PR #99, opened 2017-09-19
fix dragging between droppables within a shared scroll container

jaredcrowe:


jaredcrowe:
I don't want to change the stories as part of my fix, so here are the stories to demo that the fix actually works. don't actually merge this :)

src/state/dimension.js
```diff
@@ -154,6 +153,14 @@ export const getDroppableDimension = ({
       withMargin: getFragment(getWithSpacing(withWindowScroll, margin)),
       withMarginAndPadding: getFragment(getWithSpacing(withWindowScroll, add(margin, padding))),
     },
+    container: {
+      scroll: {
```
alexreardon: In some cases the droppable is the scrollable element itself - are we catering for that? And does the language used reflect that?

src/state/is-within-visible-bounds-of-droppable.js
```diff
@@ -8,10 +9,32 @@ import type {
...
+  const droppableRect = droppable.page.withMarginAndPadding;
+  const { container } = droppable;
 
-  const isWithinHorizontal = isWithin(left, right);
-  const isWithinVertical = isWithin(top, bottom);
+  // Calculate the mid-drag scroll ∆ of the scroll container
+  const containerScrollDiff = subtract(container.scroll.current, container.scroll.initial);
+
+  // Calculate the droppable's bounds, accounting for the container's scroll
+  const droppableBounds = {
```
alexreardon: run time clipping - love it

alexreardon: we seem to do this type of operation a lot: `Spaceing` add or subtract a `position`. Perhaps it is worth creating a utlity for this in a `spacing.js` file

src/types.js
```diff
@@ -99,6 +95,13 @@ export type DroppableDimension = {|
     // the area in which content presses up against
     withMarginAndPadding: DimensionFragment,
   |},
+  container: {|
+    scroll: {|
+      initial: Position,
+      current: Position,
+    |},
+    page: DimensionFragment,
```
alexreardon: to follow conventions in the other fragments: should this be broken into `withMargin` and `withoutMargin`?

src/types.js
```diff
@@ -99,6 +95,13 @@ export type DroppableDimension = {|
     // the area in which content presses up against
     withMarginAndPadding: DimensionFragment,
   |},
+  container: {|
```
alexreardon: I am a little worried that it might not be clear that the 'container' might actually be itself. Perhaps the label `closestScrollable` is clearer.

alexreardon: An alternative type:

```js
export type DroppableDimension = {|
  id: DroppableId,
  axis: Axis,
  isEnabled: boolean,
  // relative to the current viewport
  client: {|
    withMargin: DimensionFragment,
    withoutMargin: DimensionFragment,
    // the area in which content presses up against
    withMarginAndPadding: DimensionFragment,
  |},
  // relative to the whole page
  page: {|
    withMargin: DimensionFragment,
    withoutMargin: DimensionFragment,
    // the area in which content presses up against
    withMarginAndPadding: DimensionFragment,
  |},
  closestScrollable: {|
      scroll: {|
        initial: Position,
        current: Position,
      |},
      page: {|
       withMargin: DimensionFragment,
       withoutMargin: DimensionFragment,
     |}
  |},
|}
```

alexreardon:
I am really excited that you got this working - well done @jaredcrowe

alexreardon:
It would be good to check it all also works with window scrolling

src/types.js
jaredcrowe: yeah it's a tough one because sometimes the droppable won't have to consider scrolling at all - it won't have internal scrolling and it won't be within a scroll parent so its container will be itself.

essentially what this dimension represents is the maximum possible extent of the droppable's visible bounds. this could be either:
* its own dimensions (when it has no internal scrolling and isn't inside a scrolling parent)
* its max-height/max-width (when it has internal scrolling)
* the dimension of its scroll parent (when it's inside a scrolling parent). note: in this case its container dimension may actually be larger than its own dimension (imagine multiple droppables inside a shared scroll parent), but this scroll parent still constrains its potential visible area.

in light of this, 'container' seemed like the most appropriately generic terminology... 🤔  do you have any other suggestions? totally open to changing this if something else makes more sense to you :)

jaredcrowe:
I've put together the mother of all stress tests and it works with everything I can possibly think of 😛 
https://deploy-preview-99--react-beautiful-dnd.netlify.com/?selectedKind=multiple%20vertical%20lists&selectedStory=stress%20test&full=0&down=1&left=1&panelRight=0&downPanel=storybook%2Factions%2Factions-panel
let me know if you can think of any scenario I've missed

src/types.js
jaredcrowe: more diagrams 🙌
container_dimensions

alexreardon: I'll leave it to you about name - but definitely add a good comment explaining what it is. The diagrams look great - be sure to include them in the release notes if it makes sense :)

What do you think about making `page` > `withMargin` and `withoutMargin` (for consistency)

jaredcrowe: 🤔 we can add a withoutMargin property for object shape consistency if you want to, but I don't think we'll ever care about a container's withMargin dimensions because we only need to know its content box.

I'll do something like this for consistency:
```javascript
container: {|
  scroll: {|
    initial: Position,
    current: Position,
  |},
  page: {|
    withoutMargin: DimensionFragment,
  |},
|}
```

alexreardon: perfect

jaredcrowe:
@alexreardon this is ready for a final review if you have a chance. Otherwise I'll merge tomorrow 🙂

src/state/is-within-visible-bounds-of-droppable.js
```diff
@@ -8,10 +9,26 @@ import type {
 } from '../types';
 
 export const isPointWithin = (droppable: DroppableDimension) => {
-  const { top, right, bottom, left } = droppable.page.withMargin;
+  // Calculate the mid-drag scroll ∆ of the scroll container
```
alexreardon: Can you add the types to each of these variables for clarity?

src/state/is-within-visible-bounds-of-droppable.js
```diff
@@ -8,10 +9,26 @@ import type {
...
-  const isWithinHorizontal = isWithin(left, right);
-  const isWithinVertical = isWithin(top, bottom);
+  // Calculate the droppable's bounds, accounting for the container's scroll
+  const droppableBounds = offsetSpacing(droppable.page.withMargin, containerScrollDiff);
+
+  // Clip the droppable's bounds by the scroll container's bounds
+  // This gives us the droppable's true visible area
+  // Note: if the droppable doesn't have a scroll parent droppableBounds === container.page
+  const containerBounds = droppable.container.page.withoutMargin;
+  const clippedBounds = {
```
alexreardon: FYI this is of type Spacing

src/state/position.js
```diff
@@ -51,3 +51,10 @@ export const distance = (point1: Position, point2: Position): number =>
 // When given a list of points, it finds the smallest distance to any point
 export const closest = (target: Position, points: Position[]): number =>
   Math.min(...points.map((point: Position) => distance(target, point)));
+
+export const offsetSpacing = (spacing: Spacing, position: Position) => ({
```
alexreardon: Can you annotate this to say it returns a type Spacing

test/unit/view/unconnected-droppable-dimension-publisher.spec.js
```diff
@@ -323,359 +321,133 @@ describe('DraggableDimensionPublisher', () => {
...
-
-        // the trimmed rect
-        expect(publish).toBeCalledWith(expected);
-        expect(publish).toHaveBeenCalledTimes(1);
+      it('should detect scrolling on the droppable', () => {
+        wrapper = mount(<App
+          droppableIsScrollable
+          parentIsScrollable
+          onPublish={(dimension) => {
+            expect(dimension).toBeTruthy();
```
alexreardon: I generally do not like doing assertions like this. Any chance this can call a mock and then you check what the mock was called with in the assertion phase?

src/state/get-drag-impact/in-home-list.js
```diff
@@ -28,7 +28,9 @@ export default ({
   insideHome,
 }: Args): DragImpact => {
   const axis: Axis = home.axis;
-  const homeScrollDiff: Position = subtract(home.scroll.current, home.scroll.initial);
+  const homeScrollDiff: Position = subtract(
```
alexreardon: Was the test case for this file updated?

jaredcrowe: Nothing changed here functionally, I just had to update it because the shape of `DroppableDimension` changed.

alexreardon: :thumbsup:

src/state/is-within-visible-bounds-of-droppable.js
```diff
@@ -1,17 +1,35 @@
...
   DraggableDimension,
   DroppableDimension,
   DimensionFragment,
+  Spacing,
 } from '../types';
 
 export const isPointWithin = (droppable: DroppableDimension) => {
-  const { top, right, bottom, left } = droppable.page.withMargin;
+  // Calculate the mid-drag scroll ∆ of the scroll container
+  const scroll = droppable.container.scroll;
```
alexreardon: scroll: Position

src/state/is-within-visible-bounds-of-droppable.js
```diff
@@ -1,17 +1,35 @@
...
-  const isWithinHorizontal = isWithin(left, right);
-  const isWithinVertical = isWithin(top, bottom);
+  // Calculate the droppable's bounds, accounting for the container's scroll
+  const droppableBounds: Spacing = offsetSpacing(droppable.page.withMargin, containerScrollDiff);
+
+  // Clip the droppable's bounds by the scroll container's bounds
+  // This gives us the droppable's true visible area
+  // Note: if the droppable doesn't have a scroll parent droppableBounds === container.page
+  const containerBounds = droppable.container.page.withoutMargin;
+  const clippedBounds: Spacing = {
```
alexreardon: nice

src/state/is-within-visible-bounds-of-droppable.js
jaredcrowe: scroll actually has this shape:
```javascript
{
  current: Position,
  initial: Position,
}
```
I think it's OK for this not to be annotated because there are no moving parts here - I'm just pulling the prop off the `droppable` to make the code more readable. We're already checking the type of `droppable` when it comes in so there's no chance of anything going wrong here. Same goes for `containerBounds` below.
...
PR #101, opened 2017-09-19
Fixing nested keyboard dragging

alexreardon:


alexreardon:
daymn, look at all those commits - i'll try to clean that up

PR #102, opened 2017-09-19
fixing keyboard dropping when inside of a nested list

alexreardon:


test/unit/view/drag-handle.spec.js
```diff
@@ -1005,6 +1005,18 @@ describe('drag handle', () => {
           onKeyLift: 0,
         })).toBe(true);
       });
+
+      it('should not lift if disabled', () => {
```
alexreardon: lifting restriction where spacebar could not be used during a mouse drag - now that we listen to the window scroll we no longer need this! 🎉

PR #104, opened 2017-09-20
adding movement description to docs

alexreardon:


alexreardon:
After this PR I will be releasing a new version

Assignment — Please transcribe exactly the lines above from the line that has "PR #99, opened 2017-09-19" up to and including the line that has "alexreardon: run time clipping - love it"; no other line belongs in the answer.

Result of the task —
PR #99, opened 2017-09-19
fix dragging between droppables within a shared scroll container

jaredcrowe:


jaredcrowe:
I don't want to change the stories as part of my fix, so here are the stories to demo that the fix actually works. don't actually merge this :)

src/state/dimension.js
```diff
@@ -154,6 +153,14 @@ export const getDroppableDimension = ({
       withMargin: getFragment(getWithSpacing(withWindowScroll, margin)),
       withMarginAndPadding: getFragment(getWithSpacing(withWindowScroll, add(margin, padding))),
     },
+    container: {
+      scroll: {
```
alexreardon: In some cases the droppable is the scrollable element itself - are we catering for that? And does the language used reflect that?

src/state/is-within-visible-bounds-of-droppable.js
```diff
@@ -8,10 +9,32 @@ import type {
...
+  const droppableRect = droppable.page.withMarginAndPadding;
+  const { container } = droppable;
 
-  const isWithinHorizontal = isWithin(left, right);
-  const isWithinVertical = isWithin(top, bottom);
+  // Calculate the mid-drag scroll ∆ of the scroll container
+  const containerScrollDiff = subtract(container.scroll.current, container.scroll.initial);
+
+  // Calculate the droppable's bounds, accounting for the container's scroll
+  const droppableBounds = {
```
alexreardon: run time clipping - love it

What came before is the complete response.